“李牧道友,你這可是看不起我竹山的弟子們不屑跟我們論道,或者是不屑跟我們分享?”此人說話語速較快,可見脾氣較為衝。
“李牧道友,你祖師乃是我的朋友,雖然我們不經常會麵,但是他組織的每一屆弟子我都知曉,可笑的是菩提祖師道法精深,可他的每一屆弟子不是草包就是酒囊飯袋,而你除了那兩句畫以外難不成也是酒囊飯袋?”清潭道人話風一轉,滿嘴的不屑迎麵撲來。
禮貌氣憤,這道人也算是修行時間較長的,怎麽一點素質都沒有,難道修的隻是功法禮儀什麽的全都拋之腦後。
“清潭道人,這世上道法容易修,但是做人特別難,應該這樣說,世上道法容易修,做人做仙,做鬼做神都比較難做,所以您還是小心一點,您的話!”李牧不甘示弱。
他也不是窩囊廢,別人說的話,他也能夠隱約地察覺到是什麽意思,雖然他有些慫,但是還不至於被別人追著打。
“你……”
“不可放肆!”菩提老祖冷冷的道。
“是,弟子不敢,但是弟子覺得我沒錯,他如此白眼看我們,我們為何要對他親眼有加?”李牧說。
做人得要有底線。
“石可破也,不可奪其堅;丹可磨也,不可奪其赤。
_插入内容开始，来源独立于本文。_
PR #731, opened 2026-06-08
test(plan-152): harden vz parity gate — validate Rust, fix save/restore probe

auser:
## Summary

Hardens the Plan 152 WS-B parity gate (`crates/mvm-build/tests/vz_supervisor_parity.rs`, merged in #703) after running it **live on macOS 26 / Apple Silicon** against both supervisors. The live run found that the gate's `rust == swift` byte-equality contract is unachievable — **the Swift control socket self-deadlocks** — and surfaced two harness bugs.

### Why byte-equality can't hold
The Swift control socket runs on the VM's *own serial `DispatchQueue`* and `synchronousVZCall` does `sema.wait()` on that queue while `vm.pause/resume/save`'s completion handler is dispatched back to the same queue → **self-deadlock**. `STATUS` works (pure read); the first async verb wedges the queue, so every later connection times out. The Rust supervisor's serial-queue→tokio bridge avoids this — that's the bug WS-B exists to fix. Asserting equality with a broken baseline would block the *correct* implementation, so the live control-verb and save/restore tests now **assert Rust correctness**, with Swift probed informationally (logged, not failed) since it's being retired.

### Harness bugs fixed (both surfaced by the live run)
- `probe_save_restore` now sends `PAUSE` before `SAVE` — VZ rejects `saveMachineStateToURL` on a running VM (`VZErrorDomain:3`).
- `probe_save_restore` now `create_dir_all`s the restore state dir — otherwise the supervisor's console-log open fails with `ENOENT` before it reaches VZ (this was the sole cause of the earlier "restore didn't reach running").

### Also
- New `MVM_VZ_PARITY_CMDLINE` env to supply a long-lived guest cmdline (the dev `/init` self-exits on console EOF, too short for the control/save sequence).
- Renamed the two pivoted tests: `control_verbs_rust_correct`, `save_restore_rust_correct`.
- Refresh `specs/REFACTOR-STATUS.md`: Plan 152 WS-B (rewrite #700, gate #703, this hardening) + WS-E folded into #700; Plan 159 WS-1 now unblocked; doctor follow-up #728.

## Test Plan
- [x] Live on macOS 26 / Apple Silicon (both supervisors built + signed): **9/9 pass** — `boot_parity`, `control_verbs_rust_correct`, `save_restore_rust_correct` (snapshot+sidecar+restore-running), config/contract/proxy tests. Rust validated on boot/control/save/restore.
- [x] `cargo clippy -p mvm-build --tests -- -D warnings` clean; nightly `cargo fmt` clean.
- [x] Live tests skip cleanly without the env vars (CI Linux / plain Mac), as before.

## Follow-ups (tracked, not in this PR)
- Flip `resolve_supervisor_path` to the Rust bin + delete the Swift crate (then the Swift-informational probes here are removed and the gate is Rust-only).
- Security-review items from #700: stale SAVE doc, `tenant_id`-without-`plan` fail-open (mirrors libkrun), exit-listener leak, a Vz-bridge deny-path CI test.

### DIFF
--- a/crates/mvm-build/tests/vz_supervisor_parity.rs
+++ b/crates/mvm-build/tests/vz_supervisor_parity.rs
@@ -68,6 +68,20 @@ const VSOCK_REQUEST: &str = "MVM_VZ_PARITY_VSOCK_REQUEST";
 /// real launch path does.
 const DEFAULT_CMDLINE: &str = "console=hvc0 root=/dev/vda rw init=/init";
 
+/// Override for [`DEFAULT_CMDLINE`]. The committed default boots the dev `/init`,
+/// whose shell self-exits on console EOF — fine for boot parity, but too
+/// short-lived for the control-verb / save-restore gates (the guest can power
+/// off mid-test). Export this to a long-lived PID 1 (e.g.
+/// `console=hvc0 root=/dev/vda rw init=/bin/busybox sleep 1000000`) so the guest
+/// stays up while the verbs run.
+const CMDLINE_OVERRIDE: &str = "MVM_VZ_PARITY_CMDLINE";
+
+/// Resolve the boot cmdline: [`CMDLINE_OVERRIDE`] if exported, else
+/// [`DEFAULT_CMDLINE`].
+fn cmdline() -> String {
+    std::env::var(CMDLINE_OVERRIDE).unwrap_or_else(|_| DEFAULT_CMDLINE.to_string())
+}
+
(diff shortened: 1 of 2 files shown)


auser:
Closing as a duplicate of #730 (the WS-B owner's gate-hardening, opened first). I reached the same conclusion independently — Swift deadlocks on async control ops, so the gate must assert Rust correctness, not `== Swift`. Folding my net-new findings into #730 instead. Apologies for the rival PR.

PR #748, opened 2026-06-09
feat(supervisor): prelaunched libkrun supervisor — base/attach split + attach-time plan re-verify (Plan 118 WS-1 1a)

auser:
## Summary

匹夫不可奪其誌!這是我的底線。”李牧說完,在場的人先是驚愕,其後紛紛的鼓起掌來。
清潭道人急忙從剩下的墊子上起來,也跟著一起鼓掌,鼓完掌後帶著讚賞的口氣說道:“好一句匹夫不可奪其誌,李牧道友,你莫要生氣之前,我瞧你似乎並不願意教你心理的道法分享出來,所以才說出那些話刺激你,請你相信我並沒有半分的惡意,我尊重菩提祖師也尊重你,你是年輕一代的弟子當中的佼佼者不出意外的話,未來也許就是獨領**的人,我非常的看好你。”